MCBは、目的タンパク質を最もよく生産する最終細胞株を大量に培養した後、数百〜数千本のバイアルに分けて凍結保管するもので、バイオ医薬品生産の中核である。
ベクター合成サービスは、治療用タンパク質、抗体、ワクチン、遺伝子治療薬などを生産するのに必要なベクターを顧客の要求に合わせて設計し製作するサービスだ。細胞内で望むタンパク質を効率的に作れるよう、遺伝子を運搬する設計段階まで支援する。
イ常務は「MCBとベクターサービスをCDOの範囲に含めて提供すれば、顧客企業の知的財産(IP)保護が強化され、物流時間を短縮して開発スケジュールを短くする効果が期待できる」と説明した。

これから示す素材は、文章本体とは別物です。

PR #134, opened 2020-08-03
hw6-2 is done

vladkuzya:


src/main/java/core/basesyntax/Rectangle.java
```diff
@@ -16,6 +16,42 @@ public Rectangle(Integer width, Integer length, String color) {
...
+            return false;
+        }
+
+        Rectangle rectangle = (Rectangle) obj;
+        if (obj.getClass().equals(Rectangle.class)
+                && (width != null || length != null || color != null)) {
+            return width.equals(rectangle.width)
+                    && length.equals(rectangle.length)
+                    && color.equals(rectangle.color);
+        } else {
```
dmytro-hryhoruk: return statement will exit from this method, so there is no need to use else after that

src/main/java/core/basesyntax/Rectangle.java
```diff
@@ -16,6 +16,42 @@ public Rectangle(Integer width, Integer length, String color) {
...
+    public boolean equals(Object obj) {
+        if (this == obj) {
+            return true;
+        }
+
+        if (obj == null) {
+            return false;
+        }
+
+        Rectangle rectangle = (Rectangle) obj;
```
dmytro-hryhoruk, line 38: You are casting object to some class, but at this point you don't know if it has the same type or not. What exception you can get in this case?

src/main/java/core/basesyntax/Rectangle.java
```diff
@@ -16,6 +16,42 @@ public Rectangle(Integer width, Integer length, String color) {
...
+        if (obj.getClass().equals(Rectangle.class)
+                && (width != null || length != null || color != null)) {
+            return width.equals(rectangle.width)
+                    && length.equals(rectangle.length)
+                    && color.equals(rectangle.color);
+        } else {
+            return width == rectangle.width
+                    && length == rectangle.length
+                    && color == rectangle.color;
```
dmytro-hryhoruk: so if getClass() gave different results for these objects, we still have a chance to get true from equals()?

src/main/java/core/basesyntax/Rectangle.java
```diff
@@ -16,6 +16,42 @@ public Rectangle(Integer width, Integer length, String color) {
...
+            return true;
+        }
+
+        if (obj == null) {
+            return false;
+        }
+
+        Rectangle rectangle = (Rectangle) obj;
+        if (obj.getClass().equals(Rectangle.class)
+                && (width != null || length != null || color != null)) {
```
dmytro-hryhoruk: If some object has null field values it doesn't mean that it cannot be equal to other object

src/main/java/core/basesyntax/Rectangle.java
```diff
@@ -16,6 +16,39 @@ public Rectangle(Integer width, Integer length, String color) {
...
+            return true;
+        }
+
+        if (obj == null || !obj.getClass().equals(Rectangle.class)) {
+            return false;
+        }
+
+        try {
+            Rectangle rectangle = (Rectangle) obj;
+            return (width == null || rectangle.width == null) ? width == rectangle.width
```
```suggestion
            return width == null  ? width == rectangle.width
```
that should be enough.

src/main/java/core/basesyntax/Rectangle.java
```diff
@@ -16,6 +16,39 @@ public Rectangle(Integer width, Integer length, String color) {
...
+                    : width.equals(rectangle.width)
+                    && (length == null || rectangle.length == null) ? length == rectangle.length
+                    : length.equals(rectangle.length)
+                    && (color == null || rectangle.color == null) ? color == rectangle.color
+                    : color.equals(rectangle.color);
+        } catch (ClassCastException e) {
+            e.printStackTrace();
+        }
```
dmytro-hryhoruk: 1)We don't catch RuntimeExceptions(Which ClassCastException is). Mostly the occur due to a programmer mistake in code. 
2) Don't ignore exceptions if you are catching them(rethrow them);
3) !obj.getClass().equals(Rectangle.class) 
this check guarantees that such exception will never occur&

dmytro-hryhoruk (approved):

トランスポザーゼ基盤のプラットフォームは、細胞株開発の過程で特定のDNA塩基配列を認識するトランスポザーゼを活用して遺伝子を挿入する技術である。転写活性度が最も高い位置に遺伝子を入れることでタンパク質の発現量を高め、安定性を確保できる。これにより、抗体や抗体薬物複合体(ADC)など高度なバイオ医薬品の生産効率を高めることができる。
これは、顧客の開発需要を開発から生産まで包括する、いわゆる「エンドツーエンド(end-to-end)受託サービス」の競争力を強化する戦略である。会社は受託生産(CMO)の競争力を基盤にCDO、CROの能力を段階的に拡大している。2011年の設立と同時にCMO事業に進出し、2018年にCDO事業を立ち上げた。昨年6月にはCROサービスである「サムスンオルガノイド(Samsung Organoids)」を発売し、CRDMO戦略を本格化した。
新薬開発の顧客企業とCMOの前段である候補物質発掘段階から協業することで、商業化の受注物量を確保するロックイン(lock-in・錠前のように消費者を囲い込む戦略)効果を狙ったものだ。
イ常務によれば、CDO事業出帆以降8年間の累計受注契約は164件(ADC5件含む)、治験計画(IND)承認の獲得は49件である。現在、後期発掘段階からIND承認申請まで支援する9つのCDO技術プラットフォームを運用中だ。
スピードの競争力も強みだ。細胞株開発から治験計画(IND)申請承認まで、単一抗体は9カ月、二重特異性抗体は11カ月で、業界標準に比べそれぞれ2カ月ずつ短縮した。抗体接合治療薬(ADC)は抗体との複合開発を通じ、原薬生産まで14.5カ月の標準開発期間を提示している。
イ常務は「既存の細胞株プラットフォーム『エス・チョイス(S-CHOice®)』は第2世代に高度化し、新規ベクター導入と親細胞の開発を通じて抗体の生産性を従来の7g/Lから最大13g/Lまで引き上げた」と説明した。
モダリティ(薬物の標的化方式)への対応能力も拡大している。イ常務は「単一抗体(mAb)に加え、二重特異性抗体、融合タンパク質、抗体接合体(AXC)など高度な複合分子に対するCDOサービスも継続して拡大している」とし、「累計164件のプロジェクトのうち、二重特異性抗体が20%、抗体薬物複合体(ADC)が15%、融合タンパク質が14%などだ」と明らかにした。
二重特異性抗体は2つの標的を同時に狙う抗体であり、融合タンパク質は抗体に別のタンパク質を結合した形態だ。ADCとAXCは、抗体に薬物やオリゴヌクレオチド、ペプチドなどを接合した高度な複合治療薬に分類される。
会社はADC製剤(DP)の生産能力も確保し、2027年第1四半期中にADC DPサービスを正式に発売する計画だ。これにより、ADC原薬(DS)から製剤(DP)までを網羅する統合サービスを構築し、高付加価値モダリティ領域で競争力を強化する戦略である。
イ常務は「サムスンバイオロジクスは、顧客のアイデアに自社の技術とノウハウ、インフラを結合し、新薬開発の全ライフサイクルを共にするパートナーとしての地位を確立している」と述べ、「途切れのないワンストップサービスと先端技術、迅速な開発を通じて顧客満足を継続的に高めていく」と語った。